The last decennial census showed, if anything, that suburban growth accounted for something close to 90 percent of all metropolitan population increases, a number considerably higher than in the ’90s. Although core cities (urban areas within two miles of downtown) did gain more than 250,000 net residents during the first decade of the new century, surrounding inner ring suburbs actually lost 272,000 residents across the country. In contrast, areas 10 to 20 miles away from city hall gained roughly 15 million net residents.

I had the opportunity to discuss urban economics with Phil Longman the other night. He had many interesting points.

1. The distribution of income both within metro areas and across metro areas is much wider than it was in the 1970s. In the 1970s, Manhattan was not so much richer than Staten Island. New York was not so much richer than Detroit.

2. Some cities are now “colonial economies” in the sense that they are dominated by businesses owned elsewhere, with few local-owned businesses. He cited St. Louis as an example. When I grew up there, we had McDonnell-Douglas and Monsanto. Now even Anheuser-Busch is not locally owned.

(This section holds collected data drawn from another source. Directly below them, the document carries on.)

PR #9378, opened 2026-08-18
test(e2e): Move model-serving validation to Model deployment settings spec

mturley:
https://issues.redhat.com/browse/RHOAIENG-85391

## Description

`testAdminClusterSettings.cy.ts` (`Admin should access Cluster Settings and see UI fields matching OpenShift configurations`) failed on every `@ci-dashboard-regression-tags` e2e run. The single-model-serving-platform switch was removed from the **Cluster Settings** page (`/settings/cluster/general`) and now lives only on the **Model deployment settings → General settings** tab (`/settings/model-resources-operations/model-deployment-settings/general-settings`), but the spec still visited Cluster Settings before asserting the switch — so it looked for a control that no longer exists there.

Rather than fix it in place, this moves the model-serving validation to its own feature-area spec so the assertion lives with the page it targets:

- **New** `packages/cypress/cypress/tests/e2e/settings/modelDeploymentSettings/testDeploymentGeneralSettings.cy.ts`:
  - Admin test validating the single-platform switch on the General settings tab against the `OdhDashboardConfig` (the moved assertion).
  - New contributor no-access test: `Test User - should not have access rights to view the Model Deployment Settings tab`.
  - Both `it` blocks keep `@ci-dashboard-regression-tags` / `@SettingsCI`, so the regression suite that surfaced this still covers the assertion — now against the correct page.
- **New** `packages/cypress/cypress/utils/modelDeploymentSettingsUtils.ts`: `validateModelServingPlatforms` moved here from `clusterSettingsUtils.ts`, now navigating to the General settings tab before asserting.
- **Updated** `testAdminClusterSettings.cy.ts`: dropped the stale model-serving validation (still validates PVC size and idle-notebook settings on Cluster Settings).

3. So many venture capitalists are in San Francisco that it’s not clear that San Jose is still the capital of Silicon Valley.

4. Whatever happened to the death of distance? It seems that people will pay up to live in cities.

Of course, my theory is that cities are dominated by the New Commanding Heights of universities and hospitals. This brings in highly-paid professionals. So cities that were blue-collar in 1950 and became ghetto by 1980 are becoming yuppie now.

Kotkin’s finding of growth in outer-ring suburbs is really counter to the anecdotal picture of people being attracted by the new urbanism. I think it might be best to think about location choices in the aggregate as driven by supply elasticity. Take it as given that development in cities and close-in suburbs is restricted. If the overall trend is to move away from small towns and rural areas, then the increased demand shows up in P in the city and the close-in suburbs, while the Q shows up in the last place the pundit class would expect it–the distant suburbs.